See Gov't Ex. 227 (e-mail message from defendant noting that banks "are investigating this stuff [possible mortgage fraud] HEAVY these days").
III.
In sum, when defendants — such as this defendant — fraudulently induce financial institutions to lend money to unqualified borrowers, it is ordinarily a reasonably foreseeable "potential result of the offense" that the borrower will default on the loan and the bank will lose the unpaid principal. And indeed, in this case, it was reasonably foreseeable to defendant that the unqualified borrowers, whose employment, income, and assets he fraudulently misrepresented to the lending institutions, would ultimately default on their loans.
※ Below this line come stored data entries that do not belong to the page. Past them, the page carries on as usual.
PR #3764, opened 2024-08-08
Containerized Full RP Dev Automation

razo7:
The PR automates the [full RP dev int-like](https://github.com/Azure/ARO-RP/blob/master/docs/deploy-full-rp-service-in-dev.md#deploying-an-int-like-development-rp) procedure using dockerfile and Makefile. 

### Which issue this PR addresses:

Fixes ARO-9327

### Procedure Steps and Timing:
On average the full automation takes 65 minutes in _eastus_ and below are the procedure steps and timing (following the [design](https://docs.google.com/document/d/1JiakpGL3n4Y77dLRs95NV7qbHIF_HCmD312X0F2z5C8/edit#heading=h.fbts9k7ez097)):

0. Verify full RP succeeded ~ 3 seconds
1. Download shared secrets ~ 5 seconds
2. Setup dev-config.yaml ~ 30 seconds
3. Pre-deploy resources ~ 4 minutes
4. add_hive ~ 32 minutes (dev-vpn 20 minutes, aks-dev 12 minutes)
5. Install Hive ~1 minute
6. mirror_images 14 minutes
7. prepare_RP_deployment  ~1 minute
8. fully_deploy_resources ~ 13 minutes

### What are these bash scripts?

- `rp_dev_helper.sh` bash script has functions that any SRE could use regardless of the Full RP automation for checking and using Azure resources.
- `full_rp_funcs.sh` has functions that correspond to the designed steps of Full RP creation and are triggered with `full_rp_deploy.sh` inside your local container.

### What this PR does / why we need it:
The PR adds the capability of quickly and easily provisioning INT-like development environments without manual steps using a local containerized process.

How to run the ARO RP automation?

1. Login to Azure
2. Run `AZURE_PREFIX=aaa RP_LOCATION=eastus SKIP_DEPLOYMENTS=true make full-rp-dev`

Comments:

- We copy local Azure credentials to the container, so make sure they are at `${HOME}/.azure`.
You can run `az account show --query state -o tsv` to check if your login to Azure CLI is successful. Look for`Enabled` in the output.
- Use **AZURE_PREFIX** with unique characters (otherwise there could be a collision between other developers). See also https://github.com/Azure/ARO-RP/pull/3681#event-13792085488 for _AZURE_PREFIX_ motivation.
- Running the automation will be skipped in case the RP and GWY VMSSs succeed and their final deployment succeeds. 
- (optional) Set **RP_LOCATION** var to your preferred Azure location (by default it is `eastus`).
[...]

PR #3765, opened 2024-08-08
Refactor Hive Directory

razo7:

1. Group the Hive files from `hack` directory to `hack/hive` directory.
2. Add main function, and use `hack/utils.sh` functions
3. Hive installation was timed out using the `hack/hive-dev-install.sh` script, so we remove the redundant timeout waiting. 

> .
> .
> .
> clusterrolebinding.rbac.authorization.k8s.io/hive-operator-rolebinding created
> deployment.apps/hive-operator created
> deployment.apps/hive-operator condition met
> Error from server (NotFound): deployments.apps "hive-controllers" not found

- Simplify Hive scripts and creation and also use common functions. 

- Aligning with [production Hive installation](https://dev.azure.com/msazure/AzureRedHatOpenShift/_git/ARO-Pipelines/pullrequest/9992450) by not waiting for the _hive-controllers_ deployment to be **Available** and the pod to be **Ready**.  It's the responsibility of the operator to manage its resources, and it is an overkill that even causes the Hive installation to fail on waiting. Rerun the script was succeeded
- Fixing the Hive installation timeout issue would help #3764 automation.

### Test plan for issue:
Not needed

Yes, due to the change of files location.


hawkowl (changes requested):
I don't think we want to remove it entirely, but increase it to some amount that Hive will _surely_ be operational by. If we do want to just trust in the operator, then we should instead put in some output of the script that indicates how to tell when Hive is operational and you can use it (e.g. "check readiness via kubectl x y z to monitor rollout").

tsatam:
These waits/timeouts were intentionally added in order to solve for issues we were facing when deploying Hive into ARO production clusters, where the deployment itself was "healthy" but the Hive operator was degraded due to various issues (namely missing OpenShift-specific CRDs in the AKS clusters we run Hive in). 

Without these checks, the script would exit "successfully" and thus our deployment would be marked as successful, despite Hive being degraded. 

That being said, I don't necessarily think we need to retain _this_ specific solution to that problem, and there's probably a better long-term solution (e.g. release pipeline takes Hive health metrics into account). 

For now I think we could make this change if truly desired, since this script isn't itself used for production Hive deployments. I just backported the changes we made to the production deployment script here.

hack/hive/hive-dev-install.sh
```diff
@@ -0,0 +1,89 @@
...
+	else
+		$KUBECTL create namespace $HIVE_OPERATOR_NS
+	fi
+
+	log "Hive is ready to be installed"
+	$KUBECTL apply -f ./hack/hive/hive-config/crds
+	echo "$PULL_SECRET" > /tmp/.tmp-secret
+	# Using dry-run allows updates to work seamlessly
+	$KUBECTL create secret generic hive-global-pull-secret --from-file=.dockerconfigjson=/tmp/.tmp-secret --type=kubernetes.io/dockerconfigjson --namespace $HIVE_OPERATOR_NS -o yaml --dry-run=client | $KUBECTL apply -f - 2>/dev/null
+	rm -f /tmp/.tmp-secret
```
razo7, line 44: Not used in production, so it might be possible to remove it from here as well.

hack/hive/hive-config/generate.go
```diff
@@ -3,4 +3,4 @@ package hiveconfig
 // Copyright (c) Microsoft Corporation.
 // Licensed under the Apache License 2.0.
 
-//go:generate go run ../genhiveconfig ./hive-additional-install-log-regexes.yaml
+//go:generate go run ../../genhiveconfig ./hive-additional-install-log-regexes.yaml
```
razo7, line 6: Probably moving the `genhiveconfig` directory under `hack/hive/` would be a good idea for grouping Azure resources.

hack/hive/hive-config/generate.go
SudoBrendan, line 1: flagging this as potentially needing a rebase on master to pick up the .bingo changes. Dismiss if untrue (but it probably doesn't hurt to do it anyways).

SudoBrendan (changes requested):

hack/hive/hive-config/generate.go
razo7: I believe you are referring to #3719. **Done**

tiguelu:
> I don't think we want to remove it entirely, but increase it to some amount that Hive will _surely_ be operational by. If we do want to just trust in the operator, then we should instead put in some output of the script that indicates how to tell when Hive is operational and you can use it (e.g. "check readiness via kubectl x y z to monitor rollout").

Thank you Amber. A log line has been added to print commands to check readiness.

tiguelu (approved):
All requested changes have been addressed. LGTM.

In these circumstances, the unpaid principal on these loans is the reasonably foreseeable pecuniary harm that constitutes the initial measure of loss for purposes of § 2B1.1. This measure of loss is appropriately reduced by the amount recovered by the banks from the sale of the subject properties, and computation of this credit is a separate and distinct calculation performed without reference to whether the recovered amounts were reasonably foreseeable. This conclusion results from reading the plain language of § 2B1.1 and its accompanying application notes, and from considering the policies underlying that section of the Guidelines. Thus, the § 2B 1.1 loss in this case was properly calculated to be $2,797,855, and the sentence imposed and the restitution judgment entered correctly reflected this loss amount accordingly.